------ Data shown

PR #766, opened 2025-12-23
Precise merge

ezrosent:
This PR adds support for "precise merging" to core-relations. Basically, instead of re-scanning all tables and checking if they've changed, this PR allows merging to only call `merge` on tables that have registered a change.

cc @yihozhang who has some private (?) profiling infra that may help shed light on what other areas there are to optimize.

### DIFF
--- a/core-relations/src/table_spec.rs
+++ b/core-relations/src/table_spec.rs
@@ -332,7 +332,9 @@ pub trait Table: Any + Send + Sync {
     /// the table.
     fn merge(&mut self, exec_state: &mut ExecutionState) -> TableChange;
 
-    /// Create a new buffer for staging mutations on this table.
+    /// Create a new buffer for staging mutations on this table. Mutations staged to a
+    /// MutationBuffer that is then dropped may not take effect until the next call to
+    /// [`Table::merge`].
     fn new_buffer(&self) -> Box<dyn MutationBuffer>;
 }
 


core-relations/src/table/rebuild.rs
```diff
@@ -126,23 +119,28 @@ impl SortedWritesTable {
...
             let mut write_buf = self.new_buffer();
+            let mut changed = false;
             for (_, id) in buf.iter() {
                 let Some(subset) = self.rebuild_index.get_subset(&id[0]) else {
                     continue;
                 };
                 WrappedTableRef::with_wrapper(self, |wrapped| {
                     rebuilder.rebuild_subset(wrapped, subset, &mut scratch, exec_state);
                 });
+                changed = subset.size() > 0;
```
yihozhang: Should this be `changed |= subset.size() > 0;`?

concurrency/src/tests.rs
```diff
@@ -147,6 +191,79 @@ fn basic_parallel_vec_push() {
...
+        v_inner.resize_with(128, || 2);
+    });
+
+    barrier.wait();
+    left.join().unwrap();
+    right.join().unwrap();
+
+    let slice = v.read();
+    assert_eq!(slice.len(), 128);
+    assert!(slice.iter().all(|&value| value == 1 || value == 2));
```
yihozhang, line 233: nit: Could you also test for the behavior that slice[i] == slice[i+1] for all i != 63?

core-relations/src/free_join/mod.rs
```diff
@@ -288,6 +289,7 @@ pub struct Database {
     pub(crate) counters: Counters,
     pub(crate) external_functions: ExternalFunctions,
     container_values: ContainerValues,
+    notification_list: NotificationList<TableId>,
```
yihozhang, line 294: Nit: the variable name itself is not descriptive of its intention. Maybe add a small comment here?

core-relations/src/free_join/mod.rs
```diff
@@ -600,20 +633,41 @@ impl Database {
     /// Get direct mutable access to the table.
     ///
     /// This method is useful for out-of-band access to databse state.
-    pub fn get_table(&self, id: TableId) -> &WrappedTable {
+    ///
+    // Not in doc comment since it mentions private items:
+    //
+    // **NOTE:** It is legal to call [`Table::new_buffer`] on the returned table handle, and use
```
yihozhang: Why is this "legal" and only "likely" a source of bugs? If a table is updated this way solely, are such updates always forgotten?

core-relations/src/free_join/mod.rs
```diff
@@ -529,21 +544,39 @@ impl Database {
         ever_changed
     }
 
+    /// A "fast path" merge method that is not optimized for parallelism and does not respect read
+    /// and write dependencies. This ends up being faster than the full "strata-aware" option in
+    /// the body of `merge_all`.
+    fn merge_simple(&mut self, mut to_merge: SmallVec<[TableId; 4]>) -> bool {
+        let mut changed = false;
+        while !to_merge.is_empty() {
+            for table_id in to_merge.iter().copied() {
```
yihozhang, line 555: A small number of tables to merge does not imply a small or a balanced workload, e.g., the AC workload, so parallelization can still help. Should we pass the parallelization flag from the call site and optionally do `par_iter` here?

core-relations/src/free_join/mod.rs
```diff
@@ -529,21 +544,39 @@ impl Database {
...
         let mut info = self.tables.unwrap_val(table);
         self.total_size_estimate = self.total_size_estimate.wrapping_sub(info.table.len());
-        let _table_changed = info.table.merge(&mut ExecutionState::new(
+        let table_changed = info.table.merge(&mut ExecutionState::new(
             self.read_only_view(),
             Default::default(),
         ));
         self.total_size_estimate = self.total_size_estimate.wrapping_add(info.table.len());
         self.tables.insert(table, info);
+        table_changed.added || table_changed.removed
```
yihozhang: One thing I'm curious about is that merge_all and merge_simple only count `added` as an update, while here we count both `added` and `removed`. Also, is the returned flag ever used currently?

yihozhang (commented):
Great PR! Super excited about the performance improvements.

core-relations/src/free_join/mod.rs
ezrosent: In that case, we would still parallelize merge for each table with a large set of merges (`Add` or `Mul` in the AC case).

I think we'll gain a decent amount from merge_simple but we can tweak the cutoff to equal 1 if you want to preserve parallelism?


The reason we can't do par_iter is that to_merge[0] may need access to to_merge[1], or similar, and the loop body requires that we remove `table_id` from table_info. The way to safely parallelize across merges is in the calling function, that iterates based on dependencies. (a good deal more complex / more constant factors).

core-relations/src/free_join/mod.rs
ezrosent: Yeah... I think just `added` is needed? I think this is a subtle question. You can definitely write rules that reach a different fixed point based on `removed` by writing an `ExternalFunction` that does something based on a row not being present in a table. But such a rule would not be legal egglog as it would allow for the encoding of non-stratified negation / break unique fixed points. I'll remove the `removed` check for now

core-relations/src/free_join/mod.rs
ezrosent: Done!

core-relations/src/free_join/mod.rs
ezrosent: Note that this is _just_ about core-relations. Doing this sort of thing is impossible for external users of this crate.

I think the reason it has to be allowed is that we need `WrappedTable` to implement `Table`, and `new_buffer` has to be a method on table, otherwise there wouldn't be a way for non-core-relations crates to implement their own tables. 

Open to refactor options here though! I think it's mostly a concern for tests in the core-relations crate.

core-relations/src/table/rebuild.rs
ezrosent: yup, thanks!

concurrency/src/tests.rs
ezrosent: added, thanks!

core-relations/src/free_join/mod.rs
yihozhang: I see! This makes sense. How about setting the threshold to 4, which is also the SmallVec threshold of the notification list?

Do you know which benchmark can be sped up by `merge_simple`? I tried one eggcc benchmark and the speedup for that is <5% (which is totally fine for a complex benchmark, but I wonder if some benchmarks can demonstrate this optimization).

core-relations/src/free_join/mod.rs
yihozhang: Thanks for the clarification! It would be great if we could incorporate part of your comments into the documentation (e.g., the assumption that downstream crates shouldn't expose `Database` (and `Table`?) to users).

core-relations/src/free_join/mod.rs
```diff
@@ -529,21 +546,39 @@ impl Database {
...
         let mut info = self.tables.unwrap_val(table);
         self.total_size_estimate = self.total_size_estimate.wrapping_sub(info.table.len());
-        let _table_changed = info.table.merge(&mut ExecutionState::new(
+        let table_changed = info.table.merge(&mut ExecutionState::new(
             self.read_only_view(),
             Default::default(),
         ));
         self.total_size_estimate = self.total_size_estimate.wrapping_add(info.table.len());
         self.tables.insert(table, info);
+        table_changed.added
```
yihozhang, line 581: Actually, `merge_all` not only checks the `added` flag, but also checks `ExecutionState::changed`, which is set to true whenever `stage_remove` is called. So we are already checking for removal in `merge_all`.

I was initially thinking that only counting `added` can cause a problem because rebuilding can shrink the database without introducing new tuples. But actually, the current implementation always removes all conflicting tuples and *inserts* the canonical tuple (with the updated timestamp), so this is fine. Then it seems the only places `stage_remove` is called without `stage_insert` are `delete` and user defined functions? Anyway, this is very subtle.

The code is also a bit complex right now, as there are multiple sources of truth. This is okay for now I think.

core-relations/src/free_join/mod.rs
ezrosent: on the python-array-optimize test, this command:

```
time target/release/egglog tests/python_array_optimize.egg > /tmp/x
```
Goes from 1.2s with merge_simple commented out to 0.9s with the merge_simple path enabled (on my m4 max laptop)

I'll change it to 4 though!

core-relations/src/free_join/mod.rs
ezrosent: > Then it seems the only places stage_remove is called without stage_insert are delete and user defined functions? Anyway, this is very subtle.

That is correct. I don't think we have a super clear notion of what it means to reach a fixed point at the core-relations level. It's possible that removal being used everywhere is the right heuristic, but I don't think it's super important for this PR one way or the other.

ezrosent:
So I think any external user of `core-relations` _can_ actually do this direct modification. I agree this isn't ideal, but the main ways around it introduce compromises.

perhaps the cleanest way is for `WrappedTable` to directly implement `Table` instead of just having a `deref`, and then having it trigger the change notification machinery. That would introduce quite a lot of extraneous code for not much benefit, but I could see it being better from an encapsulation perspective.

All other changes should be good to go though. Lmk what you think!

yihozhang:
This looks good! The only place new_buffer is currently used outside of `core-relations` is tests and benchmarks. Maybe also leave a sentence on `Table::new_buffer` saying that external users calling this should also call `Table::merge` after dropping the buffer? (We can also enforce this behavior with a new_buffer_safe that returns a wrapper over MutationBuffer; I'll leave it to you to decide if it's feasible and appropriate). 

Thanks for the PR again, and feel free to merge when you feel ready!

------------

Task directions
Each line above that includes the word "yihozhang" is to be copied.

Exercise answer
cc @yihozhang who has some private (?) profiling infra that may help shed light on what other areas there are to optimize.
yihozhang: Should this be `changed |= subset.size() > 0;`?
yihozhang, line 233: nit: Could you also test for the behavior that slice[i] == slice[i+1] for all i != 63?
yihozhang, line 294: Nit: the variable name itself is not descriptive of its intention. Maybe add a small comment here?
yihozhang: Why is this "legal" and only "likely" a source of bugs? If a table is updated this way solely, are such updates always forgotten?
yihozhang, line 555: A small number of tables to merge does not imply a small or a balanced workload, e.g., the AC workload, so parallelization can still help. Should we pass the parallelization flag from the call site and optionally do `par_iter` here?
yihozhang: One thing I'm curious about is that merge_all and merge_simple only count `added` as an update, while here we count both `added` and `removed`. Also, is the returned flag ever used currently?
yihozhang (commented):
yihozhang: I see! This makes sense. How about setting the threshold to 4, which is also the SmallVec threshold of the notification list?
yihozhang: Thanks for the clarification! It would be great if we could incorporate part of your comments into the documentation (e.g., the assumption that downstream crates shouldn't expose `Database` (and `Table`?) to users).
yihozhang, line 581: Actually, `merge_all` not only checks the `added` flag, but also checks `ExecutionState::changed`, which is set to true whenever `stage_remove` is called. So we are already checking for removal in `merge_all`.
yihozhang:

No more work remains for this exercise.